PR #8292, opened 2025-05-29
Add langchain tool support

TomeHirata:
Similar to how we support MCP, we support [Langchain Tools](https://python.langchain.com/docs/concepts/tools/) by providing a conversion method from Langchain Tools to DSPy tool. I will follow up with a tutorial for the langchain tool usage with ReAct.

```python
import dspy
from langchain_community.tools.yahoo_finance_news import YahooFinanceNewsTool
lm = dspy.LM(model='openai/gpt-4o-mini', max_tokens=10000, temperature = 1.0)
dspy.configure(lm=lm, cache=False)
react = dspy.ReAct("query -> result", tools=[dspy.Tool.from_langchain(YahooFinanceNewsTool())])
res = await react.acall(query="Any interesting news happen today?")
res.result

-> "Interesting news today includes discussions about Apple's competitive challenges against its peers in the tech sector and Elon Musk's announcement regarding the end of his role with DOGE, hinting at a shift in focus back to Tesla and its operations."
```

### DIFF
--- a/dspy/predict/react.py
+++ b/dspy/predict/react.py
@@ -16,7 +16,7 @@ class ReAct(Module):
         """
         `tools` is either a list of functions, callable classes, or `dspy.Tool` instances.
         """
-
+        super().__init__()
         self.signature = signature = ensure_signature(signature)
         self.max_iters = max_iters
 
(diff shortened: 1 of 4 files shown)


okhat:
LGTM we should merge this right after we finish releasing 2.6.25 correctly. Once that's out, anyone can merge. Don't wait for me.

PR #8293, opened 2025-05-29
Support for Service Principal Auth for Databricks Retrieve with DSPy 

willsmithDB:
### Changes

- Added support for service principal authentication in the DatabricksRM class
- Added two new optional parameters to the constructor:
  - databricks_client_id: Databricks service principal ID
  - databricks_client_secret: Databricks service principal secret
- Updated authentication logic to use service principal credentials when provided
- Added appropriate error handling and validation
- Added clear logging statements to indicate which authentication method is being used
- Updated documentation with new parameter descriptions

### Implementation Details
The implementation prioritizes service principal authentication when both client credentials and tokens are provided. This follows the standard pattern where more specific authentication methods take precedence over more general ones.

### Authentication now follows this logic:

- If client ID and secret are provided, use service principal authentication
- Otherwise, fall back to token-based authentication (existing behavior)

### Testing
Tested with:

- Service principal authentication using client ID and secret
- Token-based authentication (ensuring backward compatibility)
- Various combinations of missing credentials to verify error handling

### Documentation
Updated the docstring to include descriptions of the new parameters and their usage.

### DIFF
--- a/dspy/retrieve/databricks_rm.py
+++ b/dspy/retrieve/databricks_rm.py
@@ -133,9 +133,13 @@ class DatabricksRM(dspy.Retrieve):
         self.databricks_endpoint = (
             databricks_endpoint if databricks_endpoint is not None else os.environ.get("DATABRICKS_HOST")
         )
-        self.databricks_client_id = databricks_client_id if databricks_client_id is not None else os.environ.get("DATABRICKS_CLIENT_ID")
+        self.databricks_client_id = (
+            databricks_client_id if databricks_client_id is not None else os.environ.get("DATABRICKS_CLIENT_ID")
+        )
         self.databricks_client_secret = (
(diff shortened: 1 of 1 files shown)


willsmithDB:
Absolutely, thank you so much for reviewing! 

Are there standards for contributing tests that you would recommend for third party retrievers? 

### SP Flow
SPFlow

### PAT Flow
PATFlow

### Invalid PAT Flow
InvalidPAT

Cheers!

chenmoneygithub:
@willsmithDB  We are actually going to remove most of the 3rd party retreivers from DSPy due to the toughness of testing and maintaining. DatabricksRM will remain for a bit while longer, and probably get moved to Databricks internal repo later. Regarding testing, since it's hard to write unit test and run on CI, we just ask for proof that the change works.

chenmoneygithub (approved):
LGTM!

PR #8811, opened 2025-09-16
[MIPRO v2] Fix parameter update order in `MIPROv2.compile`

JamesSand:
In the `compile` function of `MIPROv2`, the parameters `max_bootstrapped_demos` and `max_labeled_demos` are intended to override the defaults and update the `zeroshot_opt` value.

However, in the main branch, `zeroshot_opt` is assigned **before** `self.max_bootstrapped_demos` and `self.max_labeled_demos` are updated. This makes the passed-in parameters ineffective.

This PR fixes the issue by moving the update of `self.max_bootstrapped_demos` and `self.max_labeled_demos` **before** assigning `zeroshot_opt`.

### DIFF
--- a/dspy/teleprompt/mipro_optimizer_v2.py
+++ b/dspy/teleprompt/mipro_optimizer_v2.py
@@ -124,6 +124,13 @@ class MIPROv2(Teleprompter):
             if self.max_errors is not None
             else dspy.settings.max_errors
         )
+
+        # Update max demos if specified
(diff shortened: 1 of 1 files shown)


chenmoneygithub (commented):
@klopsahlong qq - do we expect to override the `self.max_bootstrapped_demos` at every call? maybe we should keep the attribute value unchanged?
########
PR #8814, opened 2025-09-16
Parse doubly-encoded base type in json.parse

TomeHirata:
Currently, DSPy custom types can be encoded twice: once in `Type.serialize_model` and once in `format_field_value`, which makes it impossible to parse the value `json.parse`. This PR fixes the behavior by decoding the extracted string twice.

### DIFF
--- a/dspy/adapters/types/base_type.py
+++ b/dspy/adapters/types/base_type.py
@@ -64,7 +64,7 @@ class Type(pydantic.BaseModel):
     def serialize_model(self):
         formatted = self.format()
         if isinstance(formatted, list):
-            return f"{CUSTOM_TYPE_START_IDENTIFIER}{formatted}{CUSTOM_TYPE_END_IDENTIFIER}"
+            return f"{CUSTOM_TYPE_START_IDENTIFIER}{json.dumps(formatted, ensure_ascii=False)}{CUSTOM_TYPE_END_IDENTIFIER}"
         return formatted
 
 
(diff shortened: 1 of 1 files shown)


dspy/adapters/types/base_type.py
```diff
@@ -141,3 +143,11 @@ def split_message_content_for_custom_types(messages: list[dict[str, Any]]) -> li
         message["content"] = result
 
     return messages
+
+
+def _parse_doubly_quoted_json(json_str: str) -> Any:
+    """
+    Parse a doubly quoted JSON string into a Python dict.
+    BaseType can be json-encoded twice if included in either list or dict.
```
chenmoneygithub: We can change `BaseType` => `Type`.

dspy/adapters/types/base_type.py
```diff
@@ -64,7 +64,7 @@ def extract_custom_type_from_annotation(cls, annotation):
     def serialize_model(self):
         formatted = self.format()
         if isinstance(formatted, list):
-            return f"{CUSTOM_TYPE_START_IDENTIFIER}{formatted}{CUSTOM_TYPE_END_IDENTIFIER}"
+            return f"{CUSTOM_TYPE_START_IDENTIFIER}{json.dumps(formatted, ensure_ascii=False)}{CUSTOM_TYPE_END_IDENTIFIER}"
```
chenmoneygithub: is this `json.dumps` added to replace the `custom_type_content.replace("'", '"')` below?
########
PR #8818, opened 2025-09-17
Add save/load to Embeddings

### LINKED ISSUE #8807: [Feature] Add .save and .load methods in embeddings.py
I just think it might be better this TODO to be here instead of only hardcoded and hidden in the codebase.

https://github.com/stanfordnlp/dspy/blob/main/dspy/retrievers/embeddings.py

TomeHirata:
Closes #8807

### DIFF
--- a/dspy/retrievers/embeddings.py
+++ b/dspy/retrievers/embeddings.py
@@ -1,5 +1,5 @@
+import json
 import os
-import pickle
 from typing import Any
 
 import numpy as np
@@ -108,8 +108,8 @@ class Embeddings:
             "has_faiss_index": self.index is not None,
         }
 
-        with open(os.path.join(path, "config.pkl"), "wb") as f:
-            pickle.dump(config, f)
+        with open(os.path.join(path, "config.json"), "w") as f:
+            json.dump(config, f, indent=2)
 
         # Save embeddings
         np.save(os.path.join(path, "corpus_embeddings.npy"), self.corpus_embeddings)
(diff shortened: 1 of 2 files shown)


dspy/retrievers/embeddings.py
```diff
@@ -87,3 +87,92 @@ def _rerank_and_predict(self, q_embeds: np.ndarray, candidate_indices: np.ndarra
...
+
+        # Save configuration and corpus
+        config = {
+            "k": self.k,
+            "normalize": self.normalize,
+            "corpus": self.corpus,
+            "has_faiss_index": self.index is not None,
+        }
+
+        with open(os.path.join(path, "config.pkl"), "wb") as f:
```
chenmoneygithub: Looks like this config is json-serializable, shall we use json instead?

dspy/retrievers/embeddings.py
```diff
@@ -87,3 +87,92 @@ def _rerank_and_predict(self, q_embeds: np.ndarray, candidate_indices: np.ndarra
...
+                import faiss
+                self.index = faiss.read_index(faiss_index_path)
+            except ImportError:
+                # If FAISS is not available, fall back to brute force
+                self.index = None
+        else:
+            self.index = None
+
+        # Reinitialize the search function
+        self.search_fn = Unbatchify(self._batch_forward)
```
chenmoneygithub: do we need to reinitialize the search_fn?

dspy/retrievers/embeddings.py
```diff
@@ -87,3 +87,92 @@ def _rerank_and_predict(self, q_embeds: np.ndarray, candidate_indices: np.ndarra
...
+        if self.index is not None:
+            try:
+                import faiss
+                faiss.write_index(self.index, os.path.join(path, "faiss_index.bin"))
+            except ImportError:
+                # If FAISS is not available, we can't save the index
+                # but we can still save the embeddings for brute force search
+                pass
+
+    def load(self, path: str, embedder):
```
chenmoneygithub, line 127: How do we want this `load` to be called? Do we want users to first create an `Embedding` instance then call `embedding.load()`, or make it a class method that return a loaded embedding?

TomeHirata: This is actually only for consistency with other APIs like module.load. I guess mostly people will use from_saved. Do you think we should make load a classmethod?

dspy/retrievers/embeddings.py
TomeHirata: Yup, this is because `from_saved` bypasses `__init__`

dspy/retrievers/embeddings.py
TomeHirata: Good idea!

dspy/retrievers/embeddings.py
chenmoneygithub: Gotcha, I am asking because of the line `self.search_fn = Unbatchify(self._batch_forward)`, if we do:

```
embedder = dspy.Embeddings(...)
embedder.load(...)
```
########
-- Exercise details --
Go through the data and copy every line that includes "follows".

-- Output below --
The implementation prioritizes service principal authentication when both client credentials and tokens are provided. This follows the standard pattern where more specific authentication methods take precedence over more general ones.
### Authentication now follows this logic:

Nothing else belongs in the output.